Much of the commentary on Donald Trump’s approach to Iran begins from a familiar assumption: that he is bent on toppling the Islamic Republic—the reading mistakes both his instincts and his record. Trump has little interest in regime change and even less appetite for nation-building.

A B-2 Spirit prepares to take-off from Nellis Air Force Base, Nev. during Bamboo Eagle, Jan. 29, 2024. Bamboo Eagle provides Airmen, allies, and partners with a multidimensional, combat-representative battle-space to conduct advanced training in support of U.S. national interests. (U.S. Air Force photo by Senior Airman Bryson Britt)
He does, however, have a very real interest in bending adversarial regimes to his will. His objective with Iran can therefore best be characterized as “regime reorientation”—that is, forcing the existing machinery of rule to adjust its external behavior and strategic alignments so that they no longer collide with American interests. The model here is Venezuela. In that case, Trump left the regime essentially untouched—minus Maduro, to be sure, but in place and functioning—while sharply curtailing its freedom of action regarding energy access and its geopolitical alignment with US rivals.
Strategic Ends: Reorientation, Not Regime Change
Trump’s desired end-state, then, is not a post-theocratic Iran. It is an Iran that still governs itself internally but no longer treats nuclear escalation, proxy warfare, or strategic alignment with Russia and China as viable strategic options. He wants a Tehran that understands its external behavior will be conditioned by American power and pressure, not by Iranian ambitions or anxieties.
This is why Trump’s rallying cry ought to be “regime change if necessary, but not necessarily regime change.” Trump does not need new rulers in Tehran to achieve his objectives. He needs the current ones to govern differently. The persistent suggestion that regime survival is conditional is meant to concentrate attention inside the system, not to provoke collapse. As in Venezuela, the regime remains in place, but its strategic autonomy is steadily reduced. It can rule, but only within boundaries it did not set.
This being the case, how is Trump going about setting those boundaries?
Economic Pressure as Strategic Constraint
From a regime-reorientation perspective, economic pressure is the first and most obvious arrow in Trump’s quiver. Restricting Iran’s oil and petrochemical exports, isolating its financial system, weakening its currency, disrupting supply chains, deterring foreign investment, and cracking down on “shadow fleet” sanctions evasion are not instruments for reshaping Iranian society or engineering internal reform. Nor is their use motivated by any humanitarian impulse or desire to export democracy. Rather, they are levers intended to shape the regime’s decision-making, pressuring it to embrace strategic and economic policies deemed acceptable or attractive to Washington and to forego all others.

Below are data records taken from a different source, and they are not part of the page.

PR #1780, opened 2026-07-22
lib/c: default to picolibc, remove in-tree Pebble libc

gmarull:
## Summary

- Move the `__assert_func` override (the `assert()` hook of the newlib-family headers) from `src/fw` to `lib/c`, building it explicitly via `LIBC_USE` for every libc selection instead of relying on the `src/fw/*.c` glob.
- Switch the default C library from the in-tree pblibc to picolibc, which ships pre-built with the PebbleOS SDK toolchain and provides complete C99 formatted I/O at the smallest footprint.
- Remove pblibc entirely: `lib/c/pebble` sources and headers, the `LIBC_PEBBLE` Kconfig option and configure branch, the `pblibc`/`pblibc_includes` use targets (and their empty shims) across all wscripts, the `__aeabi_*` shims that `-nostdlib` required, and the pblibc host unit tests (`tests/libc`). Net: −29k lines.

Newlib (full/nano) remains selectable via Kconfig.

## Testing

- `obelix@pvt` (sf32lb52) and `asterix` (nRF52) build with pre-built picolibc; `__assert_func` resolves from `lib/c/assert.c` in the map.
- `obelix@pvt` also verified with `-DCONFIG_LIBC_PICOLIBC=y` prior to the default flip, and with pblibc before its removal.
- Full host unit test suite passes (`./pbl test`).


tests/libc/time/test_strftime.c
jplexer, line 1: strftime is actually not part of pblibc!

jplexer (changes requested):
There are still some stale pblibc references left in third_party/*/wscript_build 

Also technically %n was supported by pblibc while picolibc compiles it out, unsure if we care here though?

gmarull:
Addressed the feedback (squashed into the pblibc removal commit, b5a65d733):

- **Stale `pblibc` references**: removed from all `third_party/*/wscript_build` files, along with moddable's now-dead `CONFIG_LIBC_PEBBLE` qsort/bsearch branch. Verified with asterix and obelix builds.
- **`%n`**: picolibc compiles it out by default as format-string-attack hardening. Nothing in-tree uses it, and while apps do reach the firmware's `vsnprintf` through the exported `snprintf` (`pbl_snprintf`), `%n` use in watchapps is essentially non-existent — I'd treat dropping it as a security win rather than a regression, so I'm intentionally not re-enabling it.
- **strftime test**: kept, moved to `tests/fw/applib` — see inline reply.

tests/libc/time/test_strftime.c
gmarull: Good catch — it tests the firmware `pbl_std` strftime, not pblibc. Kept and moved to `tests/fw/applib` (minus the old `lib/c/pebble` include) in b5a65d733; passes against the host libc headers.

jplexer (approved):
good now, maybe squash in before merge but lgtm

PR #1779, opened 2026-07-22
docs: consolidate contributor knowledge into the docs site

rhaist:
First PR of the docs-consolidation series discussed in #1775: knowledge scattered across agent files, tool READMEs, and skills moves into the published docs, and the scattered copies become pointers ("docs should be capable of replacing the skills; skills point to a document").

## Consolidation

- **New: [Exposing functions to the SDK](https://pebbleos-core.readthedocs.io/en/latest/development/sdk_export.html)** — merges the three partial copies of this knowledge (AGENTS.md checklist, `tools/generate_native_sdk/README.md`, stale `sdk/readme.txt`) into one canonical page. The generator README becomes a pointer; `sdk/readme.txt` is deleted (it referenced a `src_readme.txt` that no longer exists).
- **New: Contributing page** — includes the root CONTRIBUTING.md (previously invisible on the docs site) plus the repo conventions (formatters, gitlint, logging levels) that only lived in AGENTS.md.
- **QEMU page** absorbs the operational detail from the `working-with-qemu` agent skill (monitor sockets, serial ports, uart1.log, screenshots, `sendkey`); the skill shrinks to a pointer plus agent-specific notes.
- **AGENTS.md** now points at the canonical pages instead of duplicating them, keeping one-line triggers for rules agents must follow unprompted.

## Accuracy audit

Every factual claim in the touched pages plus the five pre-existing development/board pages was verified against the current tree (the consolidated sources were Pebble-era and lied in places). Fixed as a result:

- SDK page corrections vs. the old README: `g_pbl_system_tbl` (not `_table`), artifacts generate into `build/sdk/<platform>/` (`libpebble.a`, not `sdk/lib/pebble.a`), `<area>_syscalls.c` naming, `exported_symbols.json` is an object (not an array), PRF/test variants skip the generator.
- `options.md`: `CONFIG_NOSTOP`/`CONFIG_NOSLEEP` don't exist in any Kconfig (pre-Kconfig relics, removed); default log level is INFO, not DEBUG.
- `getting_started.md`: `nodejs` (Ubuntu) and `gettext` (Fedora) are hard configure-time requirements but were missing; Fedora list brought to parity with Ubuntu (package names verified against Fedora 44); macOS now installs the checked-in `requirements-brew.txt`.
- `uart1.log` is written to the repo root, not `build/` (the skill had this wrong).
- asterix: renamed to current product name Pebble 2 Duo, keeping "announced as Core 2 Duo" as an alias.

## Link health

[...]

PR #1783, opened 2026-07-22
docs: add architecture section

rhaist:
Second PR in the docs consolidation series (follows #1779): adds an Architecture section to the docs site.

- **Architecture overview page** — a link-first tour of the firmware: layering, task model, boot and PRF variants, app identity / shell flow / privilege boundary, memory layout, BLE stack, PFS, driver splits and coredumps. The in-source design comments remain canonical; the page summarizes and points at them rather than duplicating.
- **Activity design doc move** — `src/fw/services/activity/docs/` (~30 KB on the step counting and sleep tracking algorithms, plus 7 figures) was referenced from nowhere and invisible on the docs site. Moved wholesale (pure rename) to `docs/architecture/activity/`.

Every referenced path and claim was verified against the current tree; stale assumptions found and corrected along the way: the accel driver interface lives in `include/pbl/drivers/` now, the bootloader is external to this repo (normal vs PRF is a build-time variant), NimBLE is the transport backend beneath the still-live `src/fw/comm/ble` host layer on all current boards, and only storage-loaded processes run unprivileged.

Verified with the local RTD-mirror build (`doxygen Doxyfile.rtd` + strict `sphinx-build -W`), which passes.


gmarull (approved):
many stuff is likely gona change architecture-wise, but ok to have something in place that can evolve

PR #1787, opened 2026-07-22
bluetooth-fw/nimble: recover host start state mismatch

jplexer:
## Summary

- queue NimBLE host starts through a Pebble-owned event
- recover `BLE_HS_EALREADY` and `BLE_HS_EBUSY` by stopping and retrying once
- preserve controlled failures for unrecoverable host start errors

This prevents a host state mismatch during stationary-mode exit from reaching
NimBLE's unconditional `ble_hs_event_start_stage2` assertion.

Fixes [FIRM-3454](https://linear.app/core-dev/issue/FIRM-3454)

## Testing

- `./pbl build` (`obelix@dvt`)
- tested successfully on a real Obelix device

### DIFF
--- a/src/bluetooth-fw/nimble/init.c
+++ b/src/bluetooth-fw/nimble/init.c
@@ -36,8 +36,11 @@ extern void nimble_gattc_op_queue_init(void);
 static TaskHandle_t s_ll_task_handle;
 #endif
 static TaskHandle_t s_host_task_handle;
+static SemaphoreHandle_t s_host_start_done;
 static SemaphoreHandle_t s_host_started;
 static SemaphoreHandle_t s_host_stopped;
+static struct ble_npl_event s_host_start_event;
+static int s_host_start_rc;
 static DisInfo s_dis_info;
 static struct ble_hs_stop_listener s_listener;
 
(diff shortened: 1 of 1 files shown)


dimitri-vs:
Hit this assert in the field on a PT2 running v4.31.2 (stand-by exit, 2026-09-05) and pulled the coredump. The root cause on my unit is different from the `EALREADY`/`EBUSY` state-mismatch cases this PR and #1247/#1272 target: `ble_hs_start()` took the normal `OFF -> ON` path and then `ble_gatts_start()` failed with `ENOMEM`, because `ble_gatts_count_cfg()` is re-run by the `ble_svc_*_init()` calls on every `bt_driver_start()` and `ble_hs_max_attrs`/`_services`/`_client_configs` are never reset within a boot. On the 38th start attempt the ATT table malloc had grown to 33,440 bytes and the largest free segment in the kernel heap was 33,300.

Full analysis with coredump globals, backtrace and heap walk in #1998.

Two notes for this PR: `ENOMEM` bypasses the `EALREADY`/`EBUSY` retry and goes straight to `PBL_CROAK`, so this PR would not have changed the outcome here. And `prv_configure_host()` sits inside the retry loop while `ble_gatts_reset()` clears neither the counters nor the pending `ble_gatts_svc_defs`, so a retry that does happen would count and append the service set a second time. Resetting the three counters is the fix that removes this failure; recoverable-failure handling is still worth having so a host start failure never asserts the whole watch.

PR #1790, opened 2026-07-23
tools/pbl: add QEMU touch injection (touch/swipe)

vvzvlad:
While developing touch navigation I needed a way to drive the touchscreen
under QEMU to iterate and test without flashing hardware, so I wrote this.

`./pbl qemu` now exposes a QMP socket, and two commands inject touch into a
running emulator:

    ./pbl touch 130 130
    ./pbl swipe 130 220 130 40 [--steps N --duration S]

Coordinates are screen pixels; the display size is read from the emulated
pebble-touch device and scaled to QEMU's absolute-axis range. Swipes stream
intermediate moves so drag gestures are seen as continuous. Injection uses the
absolute-pointer input path (input-send-event abs+btn); multi-touch is not
wired up in the device.

Also documents the workflow in the working-with-qemu skill.

Tested on qemu_gabbro: `./pbl qemu` creates the QMP socket; touch and swipe
land at the expected coordinates (verified against the pebble-touch device
registers).

### DIFF
--- a/.agents/skills/working-with-qemu/SKILL.md
+++ b/.agents/skills/working-with-qemu/SKILL.md
@@ -7,11 +7,28 @@ description: Use when building, launching, debugging, or capturing screenshots o
 
 Read `docs/development/qemu.md` — it documents the full workflow: qemu_*
 boards, `./pbl qemu` (monitor sockets, serial ports, uart1.log), `./pbl
-console`, `./pbl screenshot`, programmatic key input via `sendkey`, and
-`./pbl debug`.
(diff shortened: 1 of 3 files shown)


jplexer (approved):
lgtm, just before merging: this doesnt require a QEMU update?

vvzvlad:
> lgtm, just before merging: this doesnt require a QEMU update?


No, I just wrote a few helper functions to make it easier to inject touch events; everything inside was already set up for that.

The Venezuela parallel matters here. Caracas retained formal sovereignty and internal control, but its ability to limit access to its oil and critical mineral reserves and to maintain strategic ties with Russia, China, and Iran is being progressively eroded by Washington.
Iran confronts a similar dynamic. Washington is not seeking complete subordination or ideological convergence. It is signaling that continued resistance will carry escalating costs – the most extreme of which is the possibility of its overthrow by increasingly disenchanted internal political forces.
Gray-Zone Operations
Trump also has hybrid weapons at his disposal. In the gray zone, hybrid weapons and tactics are used to both penetrate military command-and-control systems and degrade confidence in intra-regime lines of communication. Such weapons and tactics are also used to manipulate the broader political environment by amplifying dissenting voices, pushing anti-regime messages, and highlighting the costs of adventurism abroad. The goal is to slowly corrode both unity at the top and confidence among the general population, thus building pressure for strategic reorientation without provoking open conflict or decisively toppling the regime.

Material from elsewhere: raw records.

PR #1798, opened 2026-07-24
docs: add binary format and protocol reference pages

rhaist:
## Summary

Next installment of the docs consolidation series (after #1779 and #1783): a reference section for the binary formats and wire protocols that so far were only documented in code comments.

New pages under **Reference**:

- **Binary formats**: PBF font resources, PBI bitmaps, PDC draw commands, the timezone database, and sparse length encoding
- **Pebble Protocol endpoints**: the BlobDB endpoint (`0xb1db`/`0xb2db`) wire protocol
- plus a note in the SDK export page that the revision ledger in `pebble_process_info.h` is the only rev↔minor mapping

The pages summarize the layouts and deep-link the packed structs, which stay authoritative. Every claim was verified against the current code rather than trusting the Pebble-era comments.

## Source cleanups

- `tools/font/fontgen.py` still described the **v1** font layout (offsets in 32-bit blocks, two-word glyph header); corrected to the v2/v3 reality (byte offsets, packed 5-byte header) that the tool and firmware actually implement
- `tools/bitmapgen.py` described a 5-bit `info_flags` format field; corrected to match the firmware's `BitmapInfo` (3-bit format + palette-heap flag) and marked the origin fields as ignored
- dead Atlassian wiki links in `fontgen.py` and `text_resources.c` replaced with pointers to the new pages
- pblconvert's `svg2pdc/pdc.py` carried a drifted duplicate of the PDC format docstring from `generate_pdcs/pebble_commands.py`; deduped to a pointer

## Notes for reviewers

While verifying the specs a few pre-existing code issues surfaced (BlobDB `MIN_DELETE_LENGTH` off-by-one, a region-id bounds check in `timezone_database/service.c`, SLE + pblconvert svg2pdc being dormant/py3-broken). Deliberately **not** touched here to keep this docs-only; happy to follow up separately.

### DIFF
--- a/docs/development/sdk_export.md
+++ b/docs/development/sdk_export.md
@@ -97,3 +97,8 @@ Notes:
 - The generator errors out on exports it cannot find in the parsed headers
   and on inconsistent revision numbers, but it does not verify that the
   resulting `pebble.h` compiles — review its output.
+- The comment ledger above `PROCESS_INFO_CURRENT_SDK_VERSION_MINOR` is the
+  only mapping between SDK revisions and version minors: no formula relates
+  them (the minor once jumped `0x19` → `0x20` between revs 35 and 36, and a
+  few minors and revs are skipped or doubled up). Treat the ledger as
+  append-only history.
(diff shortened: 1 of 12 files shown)


jplexer (approved):
great to have these documented! thank you!

PR #1801, opened 2026-07-24
Fix pre-existing bugs found during the docs consolidation sweeps

rhaist:
## Summary

Follow-up promised in the reviewer notes of #1798 and #1799: while claim-verifying the formats/testing/debugging pages against the code, a number of small pre-existing bugs surfaced. This PR fixes them, one commit each.

**Firmware**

The goal of these hybrid weapons and tactics is neither covert regime change nor destabilization for destabilization’s sake. It is to deprive the regime of its strategic comfort zone and degrade its sense of impunity. These efforts should convince Iranian leaders that their lines of communication are always compromised, their logistic networks are exposed, and their illicit activities will either be discovered or disrupted. And that should make a difference. That pervasive skepticism should lead the regime to change its calculus, proceeding with caution when it once embraced risk and pulling back when it once might have escalated.

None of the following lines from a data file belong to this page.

PR #1803, opened 2026-07-24
fw/music: album art cover support

ericmigi:
## Album art on the Music app

Adds album-art cover support to the Music app (MOB-10062). When the paired phone provides artwork, the music screen shows the cover filling the top, the artist name centred and outlined over the bottom of the cover, and the track title as a one-way "digital-sign" ticker beside the tape (two passes after a track change, then rests at the start). The clock is drawn large + outlined so it reads over the art. When there's no art (or the feature is off/unsupported) the screen falls back to the exact original text layout.

### Wire protocol
Watch-pull model over the existing Music endpoint (0x20):
- Watch sends `GetAlbumArt` (0x09) when a track needs art and the phone advertises support.
- Phone replies with chunked `AlbumArtResponse` (0x14): `[token][flags][offset][len]([w][h][paletteCount][palette]) [pixels]`, 4bpp palettized (GColor8). A `NO_ART` chunk tells the watch to stay on the text screen.

### Capability gating / graceful fallback
Strictly pull-driven and capability-gated, so it stays inert unless **both** ends are new:
- Firmware requests art only when the phone advertises `CommSessionMusicAlbumArtSupport` (bit 17) and re-checks before sending.
- Old phone / iOS-AMS music source never advertises the bit (the AMS impl doesn't set the album-art fn-pointers) → firmware never requests → text-only screen.
- New phone + old firmware: old firmware never sends `GetAlbumArt`, so the phone never sends art.
- Reassembly is bounds-checked (dims/palette/size caps, in-order chunks) and freed on disconnect.
- The new `musicShowAlbumArt` synced pref: old firmware rejects the unknown key with a benign `WRN` (no crash).

### Testing
- Emulator (qemu_emery) across 5 tracks/covers incl. short + long titles.
- Real hardware: obelix (Pebble Time 2) via CoreApp sideload, live playback from Android.

Companion phone-side change: coredevices/CoreApp#(album-art in libpebble3).


ericmigi:
@jplexer tested on obelix, probably could use a bit more tweaking eventually of the scroll motion but it's a good starting point

jplexer:
not 100% convinced by the layout (at least on oblx), will tweak around

ericmigi:
gabbro is not looking good yet, still working on it

ericmigi:
ok gabbro and emery are looking good now, @jplexer can you retest when you get a sec - not urgent tho, just sometime this week pls

src/fw/services/imaging/imaging.c
```diff
@@ -0,0 +1,218 @@
...
+  } else if (bitmap) {
+    kernel_free(bitmap->addr);
+    kernel_free(bitmap->palette);
+    kernel_free(bitmap);
+  }
+}
+
+bool imaging_is_supported(void) {
+  CommSession *session = comm_session_get_system_session();
+  return session && comm_session_has_capability(session, CommSessionImagingSupport);
```
sjp4: this is also checked below - but this one is only called from test code?

src/fw/services/imaging/imaging.c
```diff
@@ -0,0 +1,218 @@
...
+}
+
+bool imaging_request_album_art(uint8_t token, ImagingFormat format, uint16_t width, uint16_t height,
+                               const char *title, const char *artist) {
+  CommSession *session = comm_session_get_system_session();
+  if (!session || !comm_session_has_capability(session, CommSessionImagingSupport)) {
```
sjp4: `CommSessionImagingSupport` doesn't mean album art support (i.e. if we add another image type on ios (e.g. timeline pin image / notification image) and turn on that capability, then album art will ping the phone for every track) - do we need a separate capability for album art? or e.g. an error response from the imaging service for `UNSUPPORTED_TYPE` which the FW remembers and doesn't query for that type again for the life of the connection?

src/fw/services/imaging/imaging.c
ericmigi: Deduped — replaced `imaging_is_supported()` with `imaging_is_type_supported(type)`, which is the single predicate now used by both the app gate (music.c) and `imaging_request_album_art()`, so the check no longer appears twice.

src/fw/services/imaging/imaging.c
ericmigi: Addressed — added `ImagingResponseFlagUnsupported`. When the phone can't serve a type it replies Unsupported; the watch latches that type off for the connection (`s_unsupported_types`, reset when the session changes) and `imaging_is_type_supported(type)` returns false, so a generic imaging capability enabled for some other type (e.g. notification images on iOS) won't make album art poll every track.

src/fw/services/music/endpoint.c
```diff
@@ -164,6 +168,147 @@ static void prv_update_player_info(CommSession *session, const uint8_t* msg, siz
...
+  if (length < sizeof(MusicEndpointAlbumArtChunkHeader)) {
+    return;
+  }
+  const MusicEndpointAlbumArtChunkHeader *hdr = (const MusicEndpointAlbumArtChunkHeader *)msg;
+  const uint8_t *cursor = msg + sizeof(*hdr);
+  const uint8_t *msg_end = msg + length;
+
+  // Ignore chunks that aren't for the track we currently have (art that raced with a track change).
+  // Don't tear down an in-progress transfer for the current track: just drop the stale chunk.
+  if (hdr->token != music_get_now_playing_generation()) {
```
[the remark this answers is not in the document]
ericmigi: Fixed by the redesign — reassembly moved from music/endpoint.c to services/imaging/imaging.c, where a chunk whose token doesn't match the active transfer resets it before dropping: `if (!s_rx.active || s_rx.token != hdr->token) { prv_rx_reset(); return; }`, and every First chunk resets first. So a track change (new token) reclaims the old transfer's buffers on the next request instead of pinning them.

src/fw/services/music/endpoint.c
```diff
@@ -164,6 +168,147 @@ static void prv_update_player_info(CommSession *session, const uint8_t* msg, siz
...
+      return;
+    }
+    GBitmap *bmp = kernel_zalloc(sizeof(GBitmap));
+    if (!bmp) {
+      prv_art_rx_reset();
+      return;
+    }
+    bmp->addr = s_art_rx.pixels;
+    bmp->row_size_bytes = s_art_rx.row_size_bytes;
+    bmp->info.format = GBitmapFormat4BitPalette;
```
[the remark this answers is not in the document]
ericmigi: Valid and carried over into the new code — the Music app requests `ImagingFormat4BitPalette` unconditionally (no PBL_COLOR gate), so a 1-bit target would mishandle it. Leaving this open as a follow-up: gate the request (and has-art layout) on colour displays, or negotiate a 1-bit format. Not addressed in this PR.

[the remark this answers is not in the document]
ericmigi: Fixed in 64fa351 — album art is now gated to emery and gabbro (`#if defined(CONFIG_PLATFORM_EMERY) || defined(CONFIG_PLATFORM_GABBRO)`, matching app_manager.c). Flint and lower never request art, so their layout stays text-only and 1-bit targets can't be handed a 4BitPalette image. Verified: emery builds + music tests pass; flint builds clean.

ericmigi:
@sjp4 updated

jplexer (approved):
did some modifications (specifically regarding the getafix music app), otherwise LGTM

ericmigi:
need to wait on mobile side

B-2 Bomber. Image Credit: Creative Commons.
Military Force as a Tool of Reorientation
Military force is obviously the most kinetic tool available to Trump. Again, from a regime reorientation perspective, the point of launching this arrow is not to topple the regime but to shape its behavior. The military options at hand, therefore, do not realistically include invasion – boots-on-the-ground, as it were. Instead, they include measures such as strikes against air defense nodes, missile launch infrastructure, drone production facilities, and command-and-control systems tied to regional operations. They also include maritime enforcement actions in key waterways, interdiction of weapons transfers, and limited naval operations to reinforce freedom of navigation. These actions are meant to demonstrate American reach, expose vulnerability, and degrade the specific capabilities that enable Iranian defiance.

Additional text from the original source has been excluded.